Paul Moses’ book, An Unlikely Union: The Love-Hate Story of New York’s Irish and Italians, explores how the stew was stirred and the pasta came to a boil.

Hard to believe today, but there was a time when America did not welcome the Irish and the Italians, and the Irish and Italians turned on each other. Paul Moses, a journalism professor at Brooklyn College/CUNY, writes about a less enlightened age when everybody obsessed on race, prejudice led to bodily harm, and ugly stereotypes got in the way of rational thinking.

Oh, wait.

Not today, where all that still happens, but 100 years ago or so.

Still, Paul leaves us with an optimistic thought: perhaps, at some point, other groups can get to know and respect eachother, co-exist in a productive way and forge a promising future together.

If the Irish and Italians could do it, anybody can. Here’s how they did it.

We talk to Paul about his book, An Unlikely Union: The Love-Hate Story of New York’s Irish and Italians, and how the stew was stirred and the pasta came to a boil.

An Unlikely UnionHow did this idea occur to you?

It just kind of grew out of my own family. I’m half Italian. My wife, Maureen, has Irish ancestory. We have a good marriage. We’ve been married for 39 years. And I just started to see a story in that. I grew up hearing stories that at one time, the Irish and the Italians were really at it. It’s just the arc of the story [that interested me]: how do we get from that place to the place we are now?

Was it a difficult book to research?

Yes, it was, because it covered a long period of time. In historical research, you have to read as many accounts of the subject as you can. But it was fun research. A lot of it surfaced through old newspaper accounts. The newspapers were very quick to see the animosity between the Irish and the Italians. The Catholic Church archives had letters that people wrote that were helpful.

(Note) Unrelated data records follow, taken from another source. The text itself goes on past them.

Issue #1561, opened 2021-03-12
Events: client and server event's dates are not saved with the same timezone.


eri-trabiccolo:
### Reproduction Steps

+ Set WP timezone to something different than php local time.
+ Produce a server side event, like sign-in/sign-out -> check the db entry date: set in the wp timezone
+ Now produce a client side event - e.g. start a video (with the advanced-videos add-on) - and persist it in the db (e.g.   exit the page).

### Expected Behavior
+ Both client and server side dates should be saved using the same time zone.

### Actual Behavior
+ Client side events date is saved using php local time (php [`date()`](https://github.com/gocodebox/lifterlms/blob/2d86dd2c67042b1f3bfb9a63d0b7b2089e8eaa28/includes/class-llms-events.php#L152) to which we pass a [GMT timestamp](https://github.com/gocodebox/lifterlms/blob/4.19.0/assets/js/app/llms-tracking.js#L141)) while server side events are saved using [wp local time](https://github.com/gocodebox/lifterlms/blob/4.19.0/includes/abstracts/llms.abstract.database.store.php#L115)
The difference can be quite important as the first is usually a server setting the users are not going to change.

At the moment this impacts on the [idle sessions](https://github.com/gocodebox/lifterlms/blob/4.19.0/includes/class-llms-sessions.php#L214) (that need to be closed) only - as far as I can see.

I think we should definitely avoid storing the date using php local time, we need to decide whether we want to store it in GMT (`gmdate()`) or using local wp timezone. 
Historically we save dates using wp timezone, but I'd rather prefer storing dates in GMT.
We should probably build a db update routine too to fix server side stored event dates...(?)

### Error Messages / Logs

```
n/a
```

### System and Environment Information

```
LifterLMS 4.19.0
WordPress 5.7.0
```

### This issue has been recreated:
+ [x] Locally
+ [ ] On a staging site
+ [x] On a production website
+ [x] With only LifterLMS and a default theme

### Browser, Device, and Operating System Information

n/a

### Related User Information

HS-158540

thomasplevy:
@eri-trabiccolo is this and #1559 the same issue?

PR #1739, opened 2021-08-11
Use the local time zone instead of UTC for `last_seen` in `get_data`.

### LINKED ISSUE #1738: "Last Seen" date uses UTC instead of local time zone
### Reproduction Steps

1. Set the WordPress time zone in the general settings to UTC+12.
1. View the LifterLMS reporting page that lists students. `/wp-admin/admin.php?page=llms-reporting`
1. Set the WordPress time zone in the general settings to UTC-12.
1. View the LifterLMS reporting page that lists students. `/wp-admin/admin.php?page=llms-reporting`

### Expected Behavior

The "Last Seen" date should be different between the two page views.

### Actual Behavior

The "Last Seen" date is the same between the two page views.

This issue has been recreated:
+ [x] Locally
+ [ ] On a staging site
+ [ ] On a production website

pondermatic:
## Description
Changed `LLMS_Table_Students::get_data()` to use `wp_date()` instead of `date_i18n()` so that `last_seen` is returned in the server's local time zone instead of UTC.

Fixes #1738.

## How has this been tested?
Added `LLMS_Test_Table_Students::test_get_data_last_seen()`, which tests:
1. user has never been seen
2. user was seen yesterday
3. user was seen today

## Types of changes
This function is only used when displaying the "Last Seen" column in the LifterLMS students reporting page.

## Checklist:
- [ ] My code passes all existing automated tests. Unrelated tests are failing. 

### DIFF
--- a/includes/admin/reporting/tables/llms.table.students.php
+++ b/includes/admin/reporting/tables/llms.table.students.php
@@ -19,6 +19,7 @@ defined( 'ABSPATH' ) || exit;
  * @since 3.36.0 Add "Last Seen" column.
  * @since 3.36.1 Fixed "Last Seen" column displaying wrong date when the student last login date was saved as timestamp.
  * @since 3.37.2 The post filter on the students table now limits post results based on instructor access.
+ * @since [version] Use the local time zone instead of UTC for `last_seen` in `get_data`.
  */
 class LLMS_Table_Students extends LLMS_Admin_Table {
 
@@ -108,6 +109,7 @@ class LLMS_Table_Students extends LLMS_Admin_Table {
 	 * @since 3.36.0 Added "Last Seen" column.
 	 * @since 3.36.1 Fixed "Last Seen" column displaying wrong date when the student last login date was saved as timestamp.
 	 * @since 4.7.0 Speed up the query used to retrieve the last seen column by avoiding the found rows calculation.
+	 * @since [version] Use the local time zone instead of UTC for `last_seen`.
 	 *
 	 * @param string       $key     The column id / key.
 	 * @param LLMS_Student $student Instance of the LLMS_Student.
@@ -186,7 +188,12 @@ class LLMS_Table_Students extends LLMS_Admin_Table {
 					$value = $student->get( 'last_login' );
 				}
 
-				$value = $value ? date_i18n( get_option( 'date_format' ), is_numeric( $value ) ? $value : strtotime( $value ) ) : '&ndash;';
+				if ( $value ) {
+					$timestamp = is_numeric( $value ) ? $value : strtotime( $value );
+					$value     = wp_date( get_option( 'date_format' ), $timestamp );
+				} else {
+					$value = '&ndash;';
+				}
 
 				break;
 
--- a/tests/phpunit/unit-tests/tables/class-llms-test-table-students.php
+++ b/tests/phpunit/unit-tests/tables/class-llms-test-table-students.php
@@ -9,6 +9,7 @@
  * @since 3.28.0
  * @since 3.36.0 Add "last_seen" col.
  * @since 3.37.15 Add additional tests for new conditions in `generate_export_file()` method.
+ * @since [version] Add `test_get_data_last_seen`.
  */
 class LLMS_Test_Table_Students extends LLMS_UnitTestCase {
 
@@ -25,6 +26,40 @@ class LLMS_Test_Table_Students extends LLMS_UnitTestCase {
 
 	}
 
+	/**
+	 * Test `LLMS_Table_Students::get_data( 'last_seen' )` and the effect of different WordPress time zones.
+	 *
+	 * @since [version]
+	 * @todo  Test using the last row in the `lifterlms_events` table.
+	 */
+	public function test_get_data_last_seen() {
+		# Set the current date and time in the UTC time zone.
+		llms_tests_mock_current_time( '2021-01-20 00:00:00' );
+
+		$table = new LLMS_Table_Students();
+		update_option( 'date_format', 'Y-m-d' );
+
+		# Register a new student.
+		$user_id = $this->factory->user->create( array( 'role' => 'student' ) );
+		$student = llms_get_student( $user_id );
+
+		# The student has never been seen.
+		$last_seen = $table->get_data( 'last_seen', $student );
+		$this->assertEquals( '&ndash;', $last_seen, 'User has never been seen.' );
+
+		# Log the user in.
+		llms_set_user_login_time( $student->get( 'user_login' ), $student->get_user() );
+
+		# Set the server's local time zone to before UTC.
+		update_option( 'timezone_string', 'America/Chicago' );
+		$last_seen = $table->get_data( 'last_seen', $student );
+		$this->assertEquals( '2021-01-19', $last_seen, 'User was seen yesterday.' );
+
+		# Set the server's local time zone to after UTC.
+		update_option( 'timezone_string', 'Asia/Tokyo' );
+		$last_seen = $table->get_data( 'last_seen', $student );
+		$this->assertEquals( '2021-01-20', $last_seen, 'User was seen today.' );
+	}
 
 	/**
 	 * test the get_export() method.


includes/admin/reporting/tables/llms.table.students.php
```diff
@@ -186,7 +188,12 @@ public function get_data( $key, $student ) {
 					$value = $student->get( 'last_login' );
 				}
 
-				$value = $value ? date_i18n( get_option( 'date_format' ), is_numeric( $value ) ? $value : strtotime( $value ) ) : '&ndash;';
+				if ( $value ) {
+					$timestamp = is_numeric( $value ) ? $value : strtotime( $value );
+					$value     = wp_date( get_option( 'date_format' ), $timestamp );
```
eri-trabiccolo, line 193: @pondermatic 
I'm not convinced about this.

There is a problem, but I'm not convinced it's the one you're describing and solving here.

The thing is that that column basically shows this value:
https://github.com/gocodebox/lifterlms/blob/5.2.0/includes/abstracts/llms.abstract.database.store.php#L115
which is basically `current_time()` in `'mysql'` format  plus the wp timezone offset:
https://github.com/gocodebox/lifterlms/blob/dae9300e19b5cb2cd48458e88cd8348ca1a2274b/includes/llms.functions.core.php#L94
So here we're replacing [date_i18n()](https://developer.wordpress.org/reference/functions/date_i18n/) wit [wp_date()](https://developer.wordpress.org/reference/functions/wp_date/).
The first expects a timestamp with offset (timezone), while the second expects a timestamp without timezone.
The thing is that our saved value is a timestamp with offset, but the offset of course is calculated with the wp timezone at the moment the entry is created.
So using `wp_date` here is not an option, I think...

I have to think a little more about this but I'm not sure there's a solution, if not converting (with a db update) all those saved dates to UTC (with a guess) and then go with `wp_date`

pondermatic: You are correct @eri-trabiccolo, [`LLMS_Event` dates](https://github.com/gocodebox/lifterlms/blob/5.2.0/includes/abstracts/llms.abstract.database.store.php#L115), stored in the `wp_lifterlms_events` table, are relative to the local time zone. The [`last_login`](https://github.com/gocodebox/lifterlms/blob/5.2.0/includes/functions/llms.functions.person.php#L487) time, stored in `wp_usermeta` with the `llms_last_login` key, is relative to the UTC time zone.

I'll change `LLMS_Table_Students::get_data()` to handle both values and also add a test using an event.

eri-trabiccolo: @pondermatic 
but actually the `last_login` time is in local time too, no?
https://github.com/gocodebox/lifterlms/blob/5.2.0/includes/abstracts/llms.abstract.database.store.php#L115
https://github.com/gocodebox/lifterlms/blob/5.2.0/includes/functions/llms.functions.person.php#L487
both are using `llms_current_time('mysql');`

pondermatic:
It turns out @eri-trabiccolo that **some** LifterLMS events use local time while others use UTC.

* When `LLMS_Event` is [constructed](https://github.com/gocodebox/lifterlms/blob/5.2.0/includes/abstracts/llms.abstract.database.store.php#L115), `llms_current_time()` is used to get the local time.
* When this flow is used, the event date is set with a Unix timestamp, which is always relative to UTC.
  1. [`LLMS_Events->store_cookie()`](https://github.com/gocodebox/lifterlms/blob/f1dcd79d813e1996b819f9f044ccb0f1ac67a8db/includes/class-llms-events.php#L435) or [`LLMS_AJAX_Handler->persist_tracking_events()`](https://github.com/gocodebox/lifterlms/blob/2d86dd2c67042b1f3bfb9a63d0b7b2089e8eaa28/includes/class.llms.ajax.handler.php#L1435)
  1. [`LLMS_Events->store_tracking_events()`](https://github.com/gocodebox/lifterlms/blob/2d86dd2c67042b1f3bfb9a63d0b7b2089e8eaa28/includes/class-llms-events.php#L460)
  1. [`LLMS_Events->prepare_event()`](https://github.com/gocodebox/lifterlms/blob/2d86dd2c67042b1f3bfb9a63d0b7b2089e8eaa28/includes/class-llms-events.php#L152)
  1. [`LLMS_Events->record()`](https://github.com/gocodebox/lifterlms/blob/2d86dd2c67042b1f3bfb9a63d0b7b2089e8eaa28/includes/class-llms-events.php#L227)
  1. [`LLMS_Event->setup()`](https://github.com/gocodebox/lifterlms/blob/2d86dd2c67042b1f3bfb9a63d0b7b2089e8eaa28/includes/abstracts/llms.abstract.database.store.php#L231)

@thomasplevy, should we:
1. Change [`LLMS_Abstract_Database_Store->__construct()`](https://github.com/gocodebox/lifterlms/blob/2d86dd2c67042b1f3bfb9a63d0b7b2089e8eaa28/includes/abstracts/llms.abstract.database.store.php#L115) to use UTC time. This would be consistent with how WordPress tends to store dates with UTC times. However, this would have a large ripple effect and might break something else.  
  **or**
2. Change [`LLMS_Events->prepare_event()`](https://github.com/gocodebox/lifterlms/blob/2d86dd2c67042b1f3bfb9a63d0b7b2089e8eaa28/includes/class-llms-events.php#L152) to set the date in local time. This would make all (or at least more) event dates in local time.

eri-trabiccolo:
@pondermatic 

> It turns out @eri-trabiccolo that **some** LifterLMS events use local time while others use UTC.

Yup, you're right, sorry, I forgot that the "last seen" takes the last tracked event date, not only the last login event date.

> * When `LLMS_Event` is [constructed](https://github.com/gocodebox/lifterlms/blob/5.2.0/includes/abstracts/llms.abstract.database.store.php#L115), `llms_current_time()` is used to get the local time.

Yes, you're right I forgot that the 

> * When this flow is used, the event date is set with a Unix timestamp, which is always relative to UTC.
>   1. [`LLMS_Events->store_cookie()`](https://github.com/gocodebox/lifterlms/blob/f1dcd79d813e1996b819f9f044ccb0f1ac67a8db/includes/class-llms-events.php#L435) or [`LLMS_AJAX_Handler->persist_tracking_events()`](https://github.com/gocodebox/lifterlms/blob/2d86dd2c67042b1f3bfb9a63d0b7b2089e8eaa28/includes/class.llms.ajax.handler.php#L1435)
>   2. [`LLMS_Events->store_tracking_events()`](https://github.com/gocodebox/lifterlms/blob/2d86dd2c67042b1f3bfb9a63d0b7b2089e8eaa28/includes/class-llms-events.php#L460)
>   3. [`LLMS_Events->prepare_event()`](https://github.com/gocodebox/lifterlms/blob/2d86dd2c67042b1f3bfb9a63d0b7b2089e8eaa28/includes/class-llms-events.php#L152)
>   4. [`LLMS_Events->record()`](https://github.com/gocodebox/lifterlms/blob/2d86dd2c67042b1f3bfb9a63d0b7b2089e8eaa28/includes/class-llms-events.php#L227)
>   5. [`LLMS_Event->setup()`](https://github.com/gocodebox/lifterlms/blob/2d86dd2c67042b1f3bfb9a63d0b7b2089e8eaa28/includes/abstracts/llms.abstract.database.store.php#L231)

Quite, client side generated events are referring to the php local time (`date()` depends on the PHP default timezone).
Basically you bumped into this https://github.com/gocodebox/lifterlms/issues/1561

> @thomasplevy, should we:
> 
> 1. Change [`LLMS_Abstract_Database_Store->__construct()`](https://github.com/gocodebox/lifterlms/blob/2d86dd2c67042b1f3bfb9a63d0b7b2089e8eaa28/includes/abstracts/llms.abstract.database.store.php#L115) to use UTC time. This would be consistent with how WordPress tends to store dates with UTC times. However, this would have a large ripple effect and might break something else.

my 2cents: we should progressively, if we can, migrate all our stored dates to UTC.

>    **or**
> 2. Change [`LLMS_Events->prepare_event()`](https://github.com/gocodebox/lifterlms/blob/2d86dd2c67042b1f3bfb9a63d0b7b2089e8eaa28/includes/class-llms-events.php#L152) to set the date in local time. This would make all (or at least more) event dates in local time.

thomasplevy:
In light of the ripple effect and the very large undertaking that I don't have the mental capacity to oversee with how dates are stored and handled we're going to reprioritize this for future development when we have more internal capacity to properly determine the date overhaul that needs to take place across LifterLMS. There's a lot to consider and think about and I personally cannot manage to figure it all out right now.

I'm going to start putting together a "master" issue organzing all the date issues so we can prioritize this as a larger project sometime in the future.

PR #65, opened 2023-06-08
Added the SF stage to server, candidate and admin portals

### LINKED ISSUE #62: Need to add support in TC for new SF candidate opp stage
The stage "Job offer retracted by employer" has been added to Salesforce but there is no support in the TC. Needs to be added.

Why these two groups? Why were the Irish and the Italians bound together by fate?

I think part of it is that they share the same religion. When the Irish came, they established themselves in a Protestant country. They weren’t happy about competing with the Italians for jobs. But, being first, the Irish still had the responsibility, because what the Italians did ultimately reflected on the Catholic Church. The factor of the common religion between the Irish and the Italians meant that they had to deal with each other.

There were not that many African-Americans in New York until later on. By the Fifties and Sixties, especially in politics, you see the Irish and the Italians coming together as a reaction to the new groups coming in.

Why the love/hate?

Love because they intermarried on a large scale. Hate because they fought it out in the streets, and some other arenas. Even in the church, there were some angry words exchanged. And in the civil service, and in politics. There were violent feuds, shootings and stabbings. Other people were good at working across the lines.

The intermarriage between the two groups must have been shocking and scandalous, at least in the beginning. 

Certainly, the older generation, in many cases, would not be happy. I have one story in the book where a father actually comes out with a shotgun, confronting the Irish-American suitor for his Italian-American daughter. In other cases, there may have been a silent treatment, or not welcoming the new spouse into the family. Evenutally, in most cases, people seemed to get along, finding out that the other side wasn’t so bad.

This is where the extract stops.